Saved entries:

"""

PR #1155, opened 2026-05-13
fix(openai-shim): restore reasoning support for proxy and localhost providers

JoaoPedroCampanari:
Fixes reasoning model compatibility issues for OpenAI-compatible localhost/proxy setups.

  Previously, providers that require reasoning_content (DeepSeek, MiMo, Moonshot/Kimi, ZAI, etc.) could fail with:

  400 OpenAI API error 400: data:{"error":{"code":"400","message":"Param Incorrect","param":"The reasoning_content in
  the thinking mode must be passed back to the API.","type":""}}

  during multi-turn agent workflows.

  This especially affected local proxy/key-router setups such as:

  - localhost OpenAI-compatible endpoints
  - GRouter
  - reverse proxy gateways

  Root Cause

  Two independent issues caused the failures:

  1. requireReasoningContentOnAssistantMessages was never consumed

  The flag existed in provider descriptors and was configured by:

  - DeepSeek
  - Moonshot/Kimi
  - MiMo
  - ZAI
  - kimi-code

  However, the OpenAI shim message conversion pipeline never actually used the flag.

  As a result, assistant messages could lose reasoning_content during agent execution.

  2. treatAsLocal bypassed model inference

  The treatAsLocal code path skipped model-name-based config inference entirely.

  This prevented localhost/proxy endpoints from inheriting reasoning-specific behavior even when the routed model was
  clearly identifiable, such as:

  - mimo-v2.5-pro
  - deepseek-reasoner
  - other reasoning-capable providers

  Changes

  src/services/api/openaiShim.ts

  Implemented 5 fixes in convertMessages():

  - Pass requireReasoningContentOnAssistantMessages into the conversion pipeline
  - Attach reasoning_content: '' to assistant messages when required by provider config
  - Remove the toolUses.length > 0 restriction so plain-text assistant messages are also handled
  - Preserve reasoning_content during assistant-message coalescing
  - Add fallback reasoning_content to synthetic assistant messages created during tool/user alternation
  - Add handling for non-array-content assistant messages

  src/integrations/runtimeMetadata.ts

  - Merge reasoning-related fields from inferRemoteModelOpenAIShimConfig() into the treatAsLocal branch
  - Allows localhost/proxy endpoints to inherit correct reasoning behavior from model-name inference

  Provider Impact

  Fixes reasoning-agent failures for:

  - DeepSeek
  - Moonshot/Kimi
  - MiMo
  - ZAI
  - future providers using requireReasoningContentOnAssistantMessages: true

[...]

PR #1228, opened 2026-05-17
fix(openai-shim): guarantee reasoning_content continuity for DeepSeek…

WesleySouzaSilva:
… V4 thinking mode

DeepSeek V4 requires every assistant message in thinking mode history to contain reasoning_content.

Several edge cases still emitted assistant messages without the field, causing 400 invalid_request_error responses during multi-turn tool calling.

This patch fixes:

- assistant array-content messages without visible thinking blocks
- assistant string-content messages
- synthetic interruption assistant messages
- recovery pipeline stripping thinking blocks too early
- redacted_thinking continuity
- assistant messages discarded before reasoning propagation

The fix guarantees reasoning_content is always present when preserveReasoningContent is enabled, defaulting to an empty string when no thinking content exists.

All changes are safely gated behind provider-specific checks for DeepSeek and Moonshot.

## Summary

  - Guarantees `reasoning_content` continuity for DeepSeek V4 thinking mode (`deepseek-chat`, `deepseek-v4-flash`)
  - Every assistant message in the conversation history now carries `reasoning_content` — including tool-call messages, synthetic interruptions,
  string-content messages, and recovery deserialization
  - Prevents `400 invalid_request_error` during multi-turn tool calling when DeepSeek V4 thinking mode is active

  ## Changes

  - `src/services/api/openaiShim.ts` — Added `preserveReasoningContent` gate that activates when DeepSeek or Moonshot base URL is detected; injects
  `reasoning_content` on all four assistant message paths
  - `src/utils/conversationRecovery.ts` — Preserves `thinking` blocks for third-party providers so `openaiShim.ts` can reconstruct `reasoning_content`
  downstream
  - `src/services/api/openaiShim.test.ts` — 4 new tests covering edge cases: array-content without thinking block, string-content messages, synthetic
  interruptions, redacted_thinking block recognition
  - `src/utils/conversationRecovery.hooks.test.ts` — Existing test verifying thinking blocks are preserved for downstream reasoning reconstruction
  - `README.md` — Documentation of DeepSeek V4 thinking mode requirements

  ## Test plan

  - [x] `bun run build` passes
  - [x] `bun run smoke` passes
  - [x] All 108 tests across 3 modified files pass (0 failures)
  - [x] Full suite: 2731 pass, 3 fail (pre-existing Windows path issue in exportFormats, unrelated

## Summary by CodeRabbit

* **Bug Fixes**
  * Message conversion now correctly recognizes and preserves both visible and redacted reasoning content when enabled, ensuring assistant responses retain non-empty reasoning while excluding thinking blocks from visible text.

* **Tests**
  * Added tests to validate handling and propagation of redacted reasoning in outgoing messages.

### DIFF
--- a/README.md
+++ b/README.md
@@ -173,6 +173,7 @@ OpenClaude supports multiple providers, but behavior is not identical across all
 - Some providers impose lower output caps than the CLI defaults, and OpenClaude adapts where possible
 - Gitlawb Opengateway uses one OpenAI-compatible base URL. Switch between `mimo-*` and `google/gemini-3.1-flash-lite-preview` with `/model`; do not pin the base URL to `/v1/xiaomi-mimo`.
 - Xiaomi MiMo uses `api-key` header auth on the direct OpenAI-compatible route and currently does not support `/usage` reporting in OpenClaude
+- **DeepSeek V4 thinking mode** (`deepseek-chat`, `deepseek-v4-flash`): requires every assistant message in the conversation history to contain `reasoning_content`, including tool-call messages and synthetic interruption messages. The shim guarantees this automatically when the DeepSeek base URL is detected. Missing `reasoning_content` causes a `400 invalid_request_error` during multi-turn tool calling. See `openaiShim.ts`'s `preserveReasoningContent` gate for implementation details.
 
 For best results, use models with strong tool/function calling support.
 
--- a/src/services/api/openaiShim.test.ts
+++ b/src/services/api/openaiShim.test.ts
@@ -6404,7 +6404,8 @@ test('DeepSeek: redacted_thinking block preserves continuity with reasoning_cont
       {
         role: 'assistant',
         content: [
-          { type: 'redacted_thinking', thinking: '', signature: 'sig123' },
+          // real redacted_thinking shape: content lives in `.data`, not `.thinking`
+          { type: 'redacted_thinking', data: '', signature: 'sig123' },
           { type: 'text', text: 'Analysis complete.' },
           {
             type: 'tool_use',
@@ -6430,6 +6431,74 @@ test('DeepSeek: redacted_thinking block preserves continuity with reasoning_cont
     m => m.role === 'assistant' && Array.isArray(m.tool_calls),
   )
   expect(assistantWithToolCall).toBeDefined()
-  // redacted_thinking is recognized as a thinking block; its .thinking is ""
+  // redacted_thinking is recognized as a thinking block; its .data is "" and the
+  // message carries a tool_call, so it falls back to reasoning_content: ""
   expect(assistantWithToolCall?.reasoning_content).toBe('')
+})
+
+test('DeepSeek: redacted_thinking block with non-empty data propagates data into reasoning_content', async () => {
+  process.env.OPENAI_BASE_URL = 'https://api.deepseek.com/v1'
+  process.env.OPENAI_API_KEY = 'sk-deepseek'
+
+  let requestBody: Record<string, unknown> | undefined
+  globalThis.fetch = (async (_input, init) => {
+    requestBody = JSON.parse(String(init?.body))
+    return new Response(
+      JSON.stringify({
+        id: 'chatcmpl-2',
+        model: 'deepseek-chat',
+        choices: [
+          { message: { role: 'assistant', content: 'ok' }, finish_reason: 'stop' },
+        ],
+        usage: { prompt_tokens: 3, completion_tokens: 1, total_tokens: 4 },
+      }),
+      { headers: { 'Content-Type': 'application/json' } },
+    )
+  }) as FetchType
+
+  const client = createOpenAIShimClient({}) as OpenAIShimClient
+  await client.beta.messages.create({
+    model: 'deepseek-chat',
+    system: 'test',
+    messages: [
+      { role: 'user', content: 'analyze this' },
+      {
+        role: 'assistant',
+        content: [
+          // real redacted_thinking with content in .data
+          {
+            type: 'redacted_thinking',
+            data: 'encrypted_chain_of_thought_payload_v1',
+            signature: 'sig456',
+          },
+          { type: 'text', text: 'Analysis complete.' },
+          {
+            type: 'tool_use',
+            id: 'call_redacted_2',
+            name: 'Bash',
+            input: { command: 'ls' },
+          },
+        ],
+      },
+      {
+        role: 'user',
+        content: [
+          { type: 'tool_result', tool_use_id: 'call_redacted_2', content: 'files' },
+        ],
+      },
+    ],
+    max_tokens: 32,
+    stream: false,
+  })
+
+  const messages = requestBody?.messages as Array<Record<string, unknown>>
+  const assistantWithToolCall = messages.find(
+    m => m.role === 'assistant' && Array.isArray(m.tool_calls),
+  )
+  expect(assistantWithToolCall).toBeDefined()
+  // The real .data payload must be preserved in reasoning_content — this is the
+  // case the original test missed (it used a synthetic .thinking field).
+  expect(assistantWithToolCall?.reasoning_content).toBe(
+    'encrypted_chain_of_thought_payload_v1',
+  )
 })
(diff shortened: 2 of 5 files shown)


kevincodex1 (dismissed):

Vasanthdev2004:
### Blockers

1. **Missing test coverage** — The PR doesn't include focused tests for the edge cases it fixes (array-content without thinking blocks, string-content messages, synthetic interruptions, recovery pipeline, redacted_thinking).

2. **Build/smoke not verified** — Checklist shows `bun run build` and `bun run smoke` not checked.

### Non-Blocking

- PR description has placeholder text ("what changed", "why it changed") — should be filled in.

### Looks Good

- Fixes real DeepSeek V4 thinking mode issues
- Safely gated behind provider-specific checks
- Guarantees reasoning_content is always present
- Small, focused change (47 additions, 41 deletions)

---

**Verdict: Changes Requested** — add test coverage and verify build.

WesleySouzaSilva:
▎ Thank you for the review! Here is the status of each item:

  ▎ Blockers resolved:

  ▎ - Test coverage — Added 4 focused tests in openaiShim.test.ts covering: array-content without thinking block, string-content messages, synthetic
  interruptions, and redacted_thinking. The recovery pipeline edge case was already covered in conversationRecovery.hooks.test.ts.
  ▎ - Build/smoke verified — bun run build and bun run smoke both pass.
  ▎ - Full test suite — 2731 tests pass, 0 failures in modified files (3 pre-existing unrelated failures in exportFormats on Windows).

  ▎ Non-blocking resolved:

  ▎ - PR description — Updated with proper summary, changes, and test plan.

  ▎ All reviewer feedback has been addressed.

jatmn (approved):
No issues here, LGTM.

gnanam1990 (approved):
Good fix — the DeepSeek V4 continuity requirement is real and the approach is sound.

Verified on my side:
- `preserveReasoningContent` is gated to the reasoning providers (DeepSeek/Moonshot/ZAI/Kimi/Xiaomi and the runtime-metadata inference), not applied globally, so unconditionally emitting `reasoning_content: ""` stays scoped to providers that require it.
- No provider sets `reasoningContentFallback: 'omit'`, so removing that consumer is behaviour-preserving for every current preset.
- Build, smoke, full suite, and typecheck are clean against current `main`; the four new tests cover array/string/synthetic-interruption/redacted-thinking cases.
- No red flags (provider-gated, no Anthropic fingerprint, README note is rebrand-consistent).

Non-blocking follow-ups:
1. `reasoningContentFallback` is now an unused option but is still declared in `descriptors.ts` and set in ~8 descriptor files — worth removing in a follow-up so the config surface doesn't carry a dead field.
2. This overlaps #1155 (both rework `reasoning_content` / `runtimeMetadata`). Whichever merges second will need a rebase — worth coordinating the order to avoid a conflict.

Approving.

kevincodex1:
hello please fix the conflicts this is good to merge

jatmn (changes requested):
## Findings

- [P1] Fix the updated recovery hooks test before merge
  `src/utils/conversationRecovery.hooks.test.ts:144`
  The PR currently leaves a modified focused test failing on the updated head. Running `bun test src/utils/conversationRecovery.hooks.test.ts` fails because the "third-party provider" branch mocks `getAPIProvider()` as generic `openai`, but does not set a DeepSeek/Moonshot/ZAI/MiMo route or model, so `shouldPreserveThinkingBlocksForProviderReplay()` correctly returns false and the thinking block is stripped. That means the PR's stated "All 108 tests across 3 modified files pass" claim is not true for the current code, and CI/local reviewers will hit a red test in a touched file. Please either set the test up with a provider/model/base URL that actually opts into `preserveReasoningContent`, or keep the generic OpenAI expectation as stripping thinking blocks and add the preservation assertion only for the DeepSeek-style route.

jatmn (dismissed):
Thanks for updating this. I rechecked the current head and the recovery-hooks test failure I previously flagged is fixed.

No issues here, LGTM.

kevincodex1:
hello @WesleySouzaSilva kindly rebase to main and fix conflicts so we can merge this

WesleySouzaSilva:
Rebased against current `main` (`9e942da`) per review feedback. After auditing the merged work in this area, the bulk of the original #1228 patch series is already covered upstream, so this branch now carries only the unique piece:

- The `redacted_thinking` widening in `openaiShim.ts` (was not in the upstream merge of #1248 / #828 / #1253) and a focused regression test in `openaiShim.test.ts` that exercises the redacted-thinking path end-to-end.

For reference, the other parts of the original PR are already in main via:

- Provider-conditional `stripThinkingBlocks` gating → #1248 (`0d3c157`, 2026-05-23) — `fix(recovery): keep thinking blocks on resume for reasoning-echo providers`. This covers the recovery-path half of the original `1d333b9` patch with a more accurate `shouldPreserveThinkingBlocksForProviderReplay` helper.
- `reasoning_content` echo on Moonshot tool-call messages → #828 (`67de6bd`, 2026-04-22) — `fix(openai-shim): echo reasoning_content on assistant tool-call messages for Moonshot`. This threaded `preserveReasoningContent` through `convertMessages` and `_doOpenAIRequest` with `isMoonshotBaseUrl` gating, then extended by #1253.
- MiMo `reasoningContentFallback: 'omit'` → #1253 (`aab2fbc`, 2026-05-19) — `fix: MiMo remove unsupported body fields and preserve reasoning content`. The 3-flag scheme (`preserveReasoningContent` / `requireReasoningContentOnAssistantMessages` / `reasoningContentFallback`) is what the test suite in `upstream/main` encodes and differs from the unconditional inject in the original `1d333b9` patch.
- `reasoning_content` heuristic tightening → #1201 (`1fc5116`, 2026-06-03) — `fix(api): tighten reasoning_content heuristic to prevent false-positive provider configuration leaks`. This replaced the loose `includes()` check with a segment-boundary-aware inference and added 10 regression tests in `runtimeMetadata.test.ts`.

Local validation on the rebased commit (`70524b8`):

- `bun test src/services/api/openaiShim.test.ts` → 117/117 pass
- `bun test src/utils/conversationRecovery.hooks.test.ts` → 2/2 pass
- `bun test src/utils/conversationRecovery.test.ts` → 8/8 pass
- `bun test src/integrations/runtimeMetadata.test.ts` → 10/10 pass

Original test cases for array-content / string-content / synthetic-interruption paths from the original `64ad59b` are not re-applied because their scenarios are already covered by the upstream test suite. The redacted-thinking test is kept because it targets the only code path this commit actually changes (the `b.type === 'redacted_thinking'` match).

The `README.md` note about DeepSeek V4 thinking mode is intentionally not part of this commit and will be filed as a separate documentation PR if the maintainer wants it.

Happy to switch to a standalone PR for the `redacted_thinking` change if that is preferred over merging into #1228.

jatmn (changes requested):

## Findings

- [P1] Complete CodeRabbit's request to preserve `redacted_thinking.data`
  `src/services/api/openaiShim.ts:623`
  CodeRabbit's current-head review item is still valid. The patch now selects `redacted_thinking` blocks, but the value copied into `reasoning_content` still comes only from `thinkingBlock.thinking`. The rest of the codebase treats redacted thinking content as `block.data` (`thinkingTokenExtractor`, token estimation, and message-size accounting all read `.data`), so a real redacted block with a non-empty `data` payload is still dropped and falls back to `reasoning_content: ""`. That leaves the DeepSeek/Kimi continuity problem unfixed for the case this PR is meant to cover. Please complete CodeRabbit's request by reading the redacted block's `data` value when the selected thinking block is `type: 'redacted_thinking'`, and update the regression test so it uses the real `data` shape instead of a synthetic `.thinking` field.

WesleySouzaSilva (commented):
<sub>Commented in [CodeRabbit Change Stack](https://app.coderabbit.ai/change-stack/Gitlawb/openclaude/pull/1228)</sub>

WesleySouzaSilva (commented):
test verification

jatmn (approved):

@kevincodex1 LGTM

kevincodex1 (approved):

"""

Assignment: What do the lines above say from the one containing "assistant message paths" down to the one containing "4 new tests"? Return them exactly, both end lines included, and only them.

Reply:
  `reasoning_content` on all four assistant message paths
  - `src/utils/conversationRecovery.ts` — Preserves `thinking` blocks for third-party providers so `openaiShim.ts` can reconstruct `reasoning_content`
  downstream
  - `src/services/api/openaiShim.test.ts` — 4 new tests covering edge cases: array-content without thinking block, string-content messages, synthetic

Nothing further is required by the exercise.